Renormalization of a Lorentz invariant doubled worldsheet theory

TL;DR

This paper investigates the renormalization of a Lorentz invariant doubled worldsheet string theory, revealing how gauge fixing and Weyl invariance lead to generalized target space equations, some related to double field theory.

Contribution

It introduces a gauge-invariant formulation of a doubled worldsheet theory and derives its one-loop equations of motion, highlighting novel features beyond traditional double field theory.

Findings

Derived target space equations of motion from one-loop Weyl invariance.

Identified a dilaton equation related to the strong constraint of double field theory.

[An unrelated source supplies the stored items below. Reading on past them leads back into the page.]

PR #117, opened 2024-10-26
Centralise and Localise Settings

MangoFVTT:
**Type**  
- [ ] Bug fix
- [ ] Feature
- [X] Refactor

**Description**  
Refactor the Settings script to do a couple of things:
- Create a single "getSettingValue" function that we can call without needing to import the SYSTEM ID everywhere. Also, if the foundry API for getting a setting value ever changes (which it has done in the past), we can simply change it in one place and be done.
- Create an object reference of Setting Names that can be imported elsewhere to refer to a specific setting directly without hardcoding the setting name everywhere. Also used to localise the setting key in the lang file, though unfortunately it has to be hardcoded in the lang file, so if a setting name changes we have to manually change it there.
- Setup for each loops for settings batches so the settings script isn't a huge list of duplicate code blocks
- Localise setting names and hints in the settings registry so that they can be used in different languages.

**Checklist:**  

**Additional context**  
As the settings list slowly expands, it will be very useful to manage setting names and setup in one singular place. Especially if we ever need to rename a specific setting. (Ignore the Skip dialog setting for now, that's just so I can have multiple batches set up for testing. I will use that later)

Also, setting localisation is 100% necessary so I set that up at the same time.

### DIFF
--- a/src/system/settings.ts
+++ b/src/system/settings.ts
@@ -4,7 +4,7 @@ import { SYSTEM_ID } from './constants';
  * Enumerable of identifiers for setting names.
  * @enum {String}
  */
-export const SETTING_NAMES = {
+export const SETTINGS = {
     INTERNAL_FIRST_CREATION: 'firstTimeWorldCreation',
     INTERNAL_LATEST_VERSION: 'latestVersion',
     ITEM_SHEET_SIDE_TABS: 'itemSheetSideTabs',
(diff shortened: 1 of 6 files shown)


src/system/settings.ts
```diff
@@ -1,26 +1,73 @@
...
+
+/**
+ * Index of identifiers for system settings.
+ */
+export const SETTINGS = {
+    INTERNAL_FIRST_CREATION: 'firstTimeWorldCreation',
+    INTERNAL_LATEST_VERSION: 'latestVersion',
+    ITEM_SHEET_SIDE_TABS: 'itemSheetSideTabs',
+    ROLL_SKIP_DIALOG_DEFAULT: 'skipRollDialogByDefault',
+};
```
zithith, line 11: suggest making this `as const`

zithith: actually, could you structure it something like:
```
{
    internal: {
        FIRST_CREATION: '...',
        ...
    },
    items: {
        SHEET_SIDE_TABS: '...',
        .... ,
        defaults: {
            side_tabs: false
        }
    },
    rolls: {
        SKIP_SOMETHING: '...',
    }
}
```
Hopefully this could make the looping script even more repeatable?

Found that some target space equations differ from those in standard double field theory.

Abstract

Manifestly T-duality covariant worldsheet string models can be constructed by doubling the coordinate fields. We describe the underlying gauge symmetry of a recently proposed Lorentz invariant doubled worldsheet theory that makes half of the worldsheet degrees of freedom redundant. By shifting the Lagrange multiplier, that enforces the gauge fixing condition, the worldsheet action can be cast into various guises. We investigate the renormalization of this theory using a non-linear background / quantum split by employing a normal coordinate expansion adapted to the gauge-fixed theory. The propagator of the doubled coordinates contains a projection operator encoding that half of them do not propagate. We determine the doubled target space equations of motion by requiring one-loop Weyl invariance. Some of them are generalizations of the conventional sigma model beta-functions, while others seem to be novel to the doubled theory: In particular, a dilaton equation seems related to the strong constraint of double field theory. However, the other target space field equations are not identical to those of double field theory.